PR #185, opened 2017-03-03
always go through the _pendingAnimations flow to close or open.

### LINKED ISSUE #184: mp-confirm-delete stuck in weird state
https://mixpanel.github.io/mixpanel-common/examples/style-guide/index.html

Repro:
1. Double click the [Open confirm-delete] button real fast
2. the page will briefly start to get darker and then the modal will go away
3. click again -- the modal will not open again

If you inspect it after that, you can see it gets in a funny state where the `mp-modal-closed` class is on a lot of inner divs.
screen shot 2017-03-02 at 4 34 10 pm

crmorford:
This is because of an insights bug -- people were double-clicking the button that opens the delete modal, and so they were clicking the backdrop before the modal was fully open, which gets it stuck in a weird state.

fixes #184

### DIFF
--- a/lib/components/modal/index.js
+++ b/lib/components/modal/index.js
@@ -24,7 +24,7 @@ registerMPElement(`mp-modal`, class extends Component {
       },
       helpers: {
         backdropClicked: () => {
-          if (this.isAttributeEnabled(`closeable`) && this.state.visibility === VISIBILITY_OPEN) {
+          if (this.isAttributeEnabled(`closeable`)) {
             this.close();
           }
         },
--- a/lib/components/modal/index.js
+++ b/lib/components/modal/index.js
@@ -44,8 +44,6 @@ registerMPElement(`mp-modal`, class extends Component {
       case VISIBILITY_CLOSING:
         break;
       case VISIBILITY_OPENING:
-        this.update({visibility: VISIBILITY_CLOSED});
-        break;
       case VISIBILITY_OPEN:
         this._pendingAnimations = [`fadeModalOut`];
         if (this.config.helpers.getType() === `modal`) {
@@ -62,8 +60,6 @@ registerMPElement(`mp-modal`, class extends Component {
       case VISIBILITY_OPENING:
         break;
       case VISIBILITY_CLOSING:
-        this.update({visibility: VISIBILITY_OPEN});
-        break;
       case VISIBILITY_CLOSED:
         this._pendingAnimations = [`fadeModalIn`];
         if (this.config.helpers.getType() === `modal`) {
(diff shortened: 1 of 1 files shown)


lib/components/modal/index.js
```diff
@@ -24,7 +24,7 @@ registerMPElement(`mp-modal`, class extends Component {
       },
       helpers: {
         backdropClicked: () => {
-          if (this.isAttributeEnabled(`closeable`)) {
+          if (this.isAttributeEnabled(`closeable`) && this.state.visibility === VISIBILITY_OPEN) {
```
zakj: are you sure this is the right fix? the `close` method is attempting to do the right thing regardless of the `visibility` state; why isn't that switch working like it should?

tdumitrescu: the code of `close()` looks like it tries to handle non-open cases already, so this seems like a slightly misplaced bandaid. @jbwyme you know this `visibility` code better than anyone, opinions?

zakj: jinx

crmorford: aw darn it

jbwyme: I believe the problem you're running into is that it closes if the state is "OPENING": https://github.com/mixpanel/mixpanel-common/blob/master/lib/components/modal/index.js#L47

crmorford: bah i'm not sure. it just fixed my specific goal of "don't get into a weird state when the backdrop is clicked while opening", without making me afraid that i was gonna break something that every modal in all our apps (implicitly?) depends on by changing core logic 😨

jbwyme: ^ this is how code gets messy and things get broken in the long run

zakj:
can we kill off the _pendingAnimations stuff and use the snabbdom animation/delay features instead?

crmorford:
haha when i tried to look it up i found this: https://www.npmjs.com/package/snabbdom-delayed-class...do we really wanna use some code some weird stranger forked from snabbdom and put on the internet ;) ?

(but actually @zakj is this what you're talking about?)

tdumitrescu:
It wouldn't be a trivial rewrite, though we do have some other components using the newer pattern for self-animating, such as https://github.com/mixpanel/mixpanel-common/blob/master/lib/components/toast/index.jade. I'd involve @jbwyme if you do try it, since he did the original animation api for mp-modal.

crmorford:
Hm if it's not trivial i think hube wants me to stick to high-priority irb stuff for now :/
I'll come back after irb-clean-up-week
....
Please return a copy of each line in the entries that has the string "tdumitrescu".

tdumitrescu: the code of `close()` looks like it tries to handle non-open cases already, so this seems like a slightly misplaced bandaid. @jbwyme you know this `visibility` code better than anyone, opinions?
tdumitrescu:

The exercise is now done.